* **REQUIRED WORK**:
Word for word, give every line of the listing again.

* **RECORDED INFORMATION**:
PR #1305, opened 2023-02-17
Basic unit test for workspace viewer

ElianHugh:
- Introduces (very basic) unit testing for the workspace viewer

Also proposes unit testing through mocking the vscode API via the `sinon` library. E.g., we can "set" `vscode.window.activeTextEditor` via the following function:

```ts
export function mockActiveTextEditor(document: vscode.TextDocument, sandbox: sinon.SinonSandbox) {
    return sandbox.stub(vscode.window, 'activeTextEditor').value({
        document
    });
}
```


renkun-ken (approved):
Really nice work!

PR #1317, opened 2023-03-02
Explicit workspace behaviour

ElianHugh:
- Always show workspace viewer
- Fallback message when session watcher is disabled
- Don't error when calling view without an active workspace viewer

# What problem did you solve?
It can be confusing for users when the workspace viewer doesn't show up, especially when there is no message explicitly stating why it isn't appearing. This PR ensures that users are pointed in the right direction.

## Screenshot

image

Disable session watcher & reload --> should be greeted by welcome text

### DIFF
--- a/package.json
+++ b/package.json
@@ -94,8 +94,7 @@
           "id": "workspaceViewer",
           "name": "Workspace",
           "icon": "./images/Rlogo.svg",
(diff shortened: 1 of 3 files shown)


renkun-ken (approved):
LGTM Thanks!

PR #1318, opened 2023-03-02
Ensure workspace is cleared

ElianHugh:
# What problem did you solve?

- Workspace viewer will no longer show "ghost" data from previous sessions. Global env, search, and loaded namespaces will all be cleared when an attached term is closed.
- Status bar item will be reset to 'R: (not attached)'

Workspaces will be cleared if: 
- R is quit safely
- An attached *integrated* terminal is closed

## (If you have)Screenshot

After closing the terminal:


renkun-ken:
Thanks for working on this!

Ideally, if the R session exits, the workspace viewer should go empty, and the status bar item should be reset to "R: (not attached)".

In my case, I mostly use self-managed R terminals (e.g. starting radian in tmux windows manually). Not sure if there is a way to handle this so that whenever the attached R session exits, no workspace viewer and status bar item will be reset.

ElianHugh:
Hmm, that's a good point, thank you. I wonder if using a finalizer on the R side of things could be used... will have a play around with it

renkun-ken:
I tried `reg.finalizer` to the global environment before, it seems to only work if the R process is exited by `q()` but not killed externally or crashed.

A simple way is to add the following in `vsc.R`:

```r
reg.finalizer(globalenv(), function(e) .vsc$request("detach"), onexit = TRUE)
```

and handle `detach` request on extension side by resetting workspace viewer and status bar item.

ElianHugh:
I'm not sure there's a way to handle unsafe exits -- couldn't find any way to handle them. Even temp folders don't seem to be cleared when R crashes or is killed

I think having a finalizer would still be worth it in the long run? I'd like a solution for unsafe exits though

renkun-ken:
Not sure if there is a way to get notified by the exit signal of an external process in nodejs since we know the pid of the attached R session.

ElianHugh:
Good idea! Looks like it is possible to check if an arbitrary process is alive via `process.kill(pid, 0)`. See: https://stackoverflow.com/questions/14390930/how-to-check-if-an-arbitrary-pid-is-running-using-node-js

Not exactly a watcher though

renkun-ken:
The `process.kill(pid, 0)` approach seems good enough for session watcher to check every 1 or more seconds once attached so that we don't have to rely on the R session to report its exiting?

ElianHugh:
Hi @renkun-ken, would you like to try the current implementation to see if it works with your tmux setup?

renkun-ken:
I tried with the following use cases and all work properly!

* "Create R terminal" and remove terminal
* Manually start an R session, attach, and `q()`.
* Manually start an R session, `Sys.getpid()`, and `kill <pid>` externally.

renkun-ken (approved):
LGTM Thanks!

* **TASK RESULT**:
PR #1305, opened 2023-02-17
Basic unit test for workspace viewer

ElianHugh:
- Introduces (very basic) unit testing for the workspace viewer

Also proposes unit testing through mocking the vscode API via the `sinon` library. E.g., we can "set" `vscode.window.activeTextEditor` via the following function:

```ts
export function mockActiveTextEditor(document: vscode.TextDocument, sandbox: sinon.SinonSandbox) {
    return sandbox.stub(vscode.window, 'activeTextEditor').value({
        document
    });
}
```


renkun-ken (approved):
Really nice work!

PR #1317, opened 2023-03-02
Explicit workspace behaviour

ElianHugh:
- Always show workspace viewer
- Fallback message when session watcher is disabled
- Don't error when calling view without an active workspace viewer

# What problem did you solve?
It can be confusing for users when the workspace viewer doesn't show up, especially when there is no message explicitly stating why it isn't appearing. This PR ensures that users are pointed in the right direction.

## Screenshot

image

Disable session watcher & reload --> should be greeted by welcome text

### DIFF
--- a/package.json
+++ b/package.json
@@ -94,8 +94,7 @@
           "id": "workspaceViewer",
           "name": "Workspace",
           "icon": "./images/Rlogo.svg",
(diff shortened: 1 of 3 files shown)


renkun-ken (approved):
LGTM Thanks!

PR #1318, opened 2023-03-02
Ensure workspace is cleared

ElianHugh:
# What problem did you solve?

- Workspace viewer will no longer show "ghost" data from previous sessions. Global env, search, and loaded namespaces will all be cleared when an attached term is closed.
- Status bar item will be reset to 'R: (not attached)'

Workspaces will be cleared if: 
- R is quit safely
- An attached *integrated* terminal is closed

## (If you have)Screenshot

After closing the terminal:


renkun-ken:
Thanks for working on this!

Ideally, if the R session exits, the workspace viewer should go empty, and the status bar item should be reset to "R: (not attached)".

In my case, I mostly use self-managed R terminals (e.g. starting radian in tmux windows manually). Not sure if there is a way to handle this so that whenever the attached R session exits, no workspace viewer and status bar item will be reset.

ElianHugh:
Hmm, that's a good point, thank you. I wonder if using a finalizer on the R side of things could be used... will have a play around with it

renkun-ken:
I tried `reg.finalizer` to the global environment before, it seems to only work if the R process is exited by `q()` but not killed externally or crashed.

A simple way is to add the following in `vsc.R`:

```r
reg.finalizer(globalenv(), function(e) .vsc$request("detach"), onexit = TRUE)
```

and handle `detach` request on extension side by resetting workspace viewer and status bar item.

ElianHugh:
I'm not sure there's a way to handle unsafe exits -- couldn't find any way to handle them. Even temp folders don't seem to be cleared when R crashes or is killed

I think having a finalizer would still be worth it in the long run? I'd like a solution for unsafe exits though

renkun-ken:
Not sure if there is a way to get notified by the exit signal of an external process in nodejs since we know the pid of the attached R session.

ElianHugh:
Good idea! Looks like it is possible to check if an arbitrary process is alive via `process.kill(pid, 0)`. See: https://stackoverflow.com/questions/14390930/how-to-check-if-an-arbitrary-pid-is-running-using-node-js

Not exactly a watcher though

renkun-ken:
The `process.kill(pid, 0)` approach seems good enough for session watcher to check every 1 or more seconds once attached so that we don't have to rely on the R session to report its exiting?

ElianHugh:
Hi @renkun-ken, would you like to try the current implementation to see if it works with your tmux setup?

renkun-ken:
I tried with the following use cases and all work properly!

* "Create R terminal" and remove terminal
* Manually start an R session, attach, and `q()`.
* Manually start an R session, `Sys.getpid()`, and `kill <pid>` externally.

renkun-ken (approved):
LGTM Thanks!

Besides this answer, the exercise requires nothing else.